For baked beans, Natives mixed beans, maple syrup, and bear fat in an earthenware pot, then baked the dish over the coals, sometimes overnight. Imagine waking to the smells of a hot meal on a chilly morning.

British colonists adopted the dish, perhaps because it reminded them of peas pudding. They, in turn, used ingredients they had on hand, using sugar cane or raw sugar, or perhaps molasses, along with lard. Depending on the region, white, navy, or soldier beans were used, Since then, the recipes are as varied as the cooks themselves, with other local ingredients finding their way into the pot, including leeks, onions, bacon, tomatoes, and corn. Earliest-known recipes date back to the 1600s.

Just as we do today, I suspect our ancestors suffered from that embarrassing condition we call flatulence after eating beans. This is caused by the tough skins and a specific sugar in the beans not digesting well. My grandmother swore that mashing her beans (this was before I knew anything about refried beans) prevented this. Perhaps our friends south of the border had the right idea all along.

 
Photo by Marta Dzedyshko from Pexels

For aficionados of blueberries, wild are the only kind worth eating. Sure, the cultivated are larger, but the sweetness of a wild blueberry picked warm off the vine can’t be beat. Then again, when included in pancakes, muffins, or jam, any kind of blueberry is a winner. 
 
Native Americans often combined berries with other ingredients to make a dish called pemmican which they could store for months and eat throughout the winter when other food might be scarce. It's interesting that the berry's acidity is what keeps it from spoiling.

Read on for a recipe for baked beans and one for blueberry muffins, and to find out how to enter a random drawing from all comments for an ebook copy of A Pink Lady Thanksgiving.

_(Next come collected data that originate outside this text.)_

PR #1210, opened 2024-08-05
[BGP] BGP Tunnel Encapsulation and SR-TE printing

fenner:
Print BGP SR-TE NLRI using the tunnel encapsulation, both from the base spec draft-ietf-idr-sr-policy-safi and using the types and names specified in the IANA registry for draft-ietf-idr-bgp-sr-segtypes-ext.

These documents have both recently been sent to the IESG for approval to be published as RFC.

While draft-ietf-idr-bgp-sr-segtypes-ext is proposed for Experimental status, the values from that document are just the types and names, there are no packet types.

See "IESG state" at
https://datatracker.ietf.org/doc/draft-ietf-idr-sr-policy-safi/
https://datatracker.ietf.org/doc/draft-ietf-idr-bgp-sr-segtypes-ext/


fenner:
I've refreshed the test file, because draft-ietf-idr-sr-policy-safi and draft-ietf-idr-bgp-sr-segtypes-ext are now in the RFC Editor queue. Technical changes at this time are extremely unlikely.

Easy Baked Beans Recipe photo by Taste of Home
Easy Baked Beans
 
My family enjoys this easy baked beans recipe with cornbread, but it also rounds out any cookout. Canned pork and beans make meal prep quick. —Phyllis Schmalz, Kansas City, Kansas
Total Time Prep: 15 min. Bake: 1-1/4 hours
Makes 12 servings
Ingredients
2 cans (28 ounces each) pork and beans
1-1/2 cups packed brown sugar
1/2 pound sliced bacon, cooked and crumbled
1 cup finely chopped onion
1 cup cola
1 cup ketchup
2 tablespoons ground mustard
 
Directions
· Preheat oven to 325°. In a large bowl, mix all ingredients. Transfer to a greased 3-qt. baking dish. Bake, uncovered, 1-1/4 to 1-1/2 hours or until bubbly.


Photo by Taryn Elliott from Pexels



Healthy Blueberry Muffins
Katie Sharp December 29, 2014  By Eating Made Easy

Ingredients:
· 1 cup all-purpose flour 
· 1 cup white whole wheat flour
· 2 tsp baking soda
· 1 tsp kosher salt
· ¼ cup canola oil
· ½ cup orange juice
· 1 cup blueberry, fresh or frozen
· ½ cup plain non-fat yogurt
· 2 large eggs
· 2 tsp vanilla extract
· ½ cup sugar

​Directions:

1. Preheat oven to 375. Grease a nonstick muffin pan with cooking spray or a little oil and set aside.

2. Stir together dry ingredients in a medium bowl and set aside.

3. In a separate large mixing bowl, whisk together the oil, sugar, eggs, vanilla, yogurt, and orange juice. Stir in 1/3 of the dry ingredients at a time until everything is incorporated. Gently fold in the blueberries (if using frozen, toss the blueberries in 1 Tbsp flour before adding).

4. Using an ice scream scoop or measuring cup, place an even amount of batter in each greased muffin cup. Sprinkle a tiny bit of sugar on top of each muffin, then place in oven and bake for 18-22 minutes or until a toothpick inserted into a muffin comes out clean. Let cool for 5 minutes in the pan, then remove muffins to a cooling rack. Enjoy warm!

For the full post, visit Eating Made Easy.



About A Pink Lady Thanksgiving

Kate embarks on another mystery, this time as a duly-sworn Pinkerton detective.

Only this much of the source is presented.